Speedup over Apache on a real TPC-H column (the `c_address` field of a `customer`
table, about 150k distinct strings, generated with
[tpchgen-rs](https://github.com/clflushopt/tpchgen-rs)), where every bar clears
the parity line:

![Speedup vs Apache, real TPC-H strings](assets/benchmarks/speedup_vs_apache_tpch.png)

The same lead in absolute time on that TPC-H column: a single HLL update takes
roughly 7.7 ns with this library against 16.7 ns for Apache C++ (lower is better).

![Latency per operation, real TPC-H strings](assets/benchmarks/latency_tpch.png)

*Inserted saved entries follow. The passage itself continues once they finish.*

PR #8492, opened 2024-09-11
fix: Linear element complete button disabled

zsviczian:
Fixes: [#2006](https://github.com/zsviczian/obsidian-excalidraw-plugin/issues/2006)

If you touch the screen with two fingers when creating a new linear element you can create a multipoint line by adding additional points. There is a complete edit button, but this is disabled during editing of the new element. On a mobile device there is simply no way to exit the line edit mode (unless by chance you find the beginning of the line and you are able to close the loop (if you know about this trick and if you can tap precisely enough). This can be an extremely frustrating UX experience when it happens.

image

### DIFF
--- a/packages/excalidraw/actions/actionFinalize.tsx
+++ b/packages/excalidraw/actions/actionFinalize.tsx
@@ -217,7 +217,7 @@ export const actionFinalize = register({
       onClick={updateData}
       visible={appState.multiElement != null}
       size={data?.size || "medium"}
-      style={{pointerEvents: "all"}}
+      style={{ pointerEvents: "all" }}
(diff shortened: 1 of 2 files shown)


zsviczian:
> Enabling pointer events across the whole UI isn't a good idea as it'll allow people to click buttons which will put you in an undefined state. Let's add selectors on the "finalize buttons" (mobile + non-mobile view) and force-enable pointer-events on them specifically.

Amazing. This turns out to be a simpler and much cleaner solution!
I didn't think I can override pointer-events like this.

dwelle (approved):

**What we benchmark against.** The references are the official Apache
implementations built and run locally: `apache/datasketches-cpp` at master
`3.2.0-858-g0bab259` (2026-06-19), built with cmake/g++ at C++11, and the
official Apache Rust `datasketches` crate. Each runner emits one shared CSV
schema over identical datasets, and the C++ runner has a startup self-check that
aborts if its measurement scaffolding is miscompiled. Throughput is the median
over independent rounds with a 95% bootstrap confidence interval; accuracy is
multi-trial RMSE.

See [docs/benchmarks.md](docs/benchmarks.md) for the full methodology, the reproduction steps, and the throughput, memory and accuracy plots.

## Documentation

- [Background: probabilistic data structures](docs/background.md)
- [Usage guide](docs/usage.md)
- [Design and architecture](docs/design.md)
- [Benchmarks](docs/benchmarks.md)
- [Algorithm deep dive](docs/algorithms.md)
- [Comparison and prior art](docs/comparison.md)

## Roadmap

Planned but not yet implemented:

- **Similarity estimation**: MinHash, SimHash, an LSH framework.
- **Performance**: SIMD-accelerated register updates (the implementation is currently pure scalar Rust).
- **Integration**: Polars custom expressions and DataFrame operations.

Current priorities: MinHash first (fills the similarity gap), then Polars expressions, then batch operations for the Python bindings.

## License

This project is licensed under the MIT License (see `pyproject.toml`).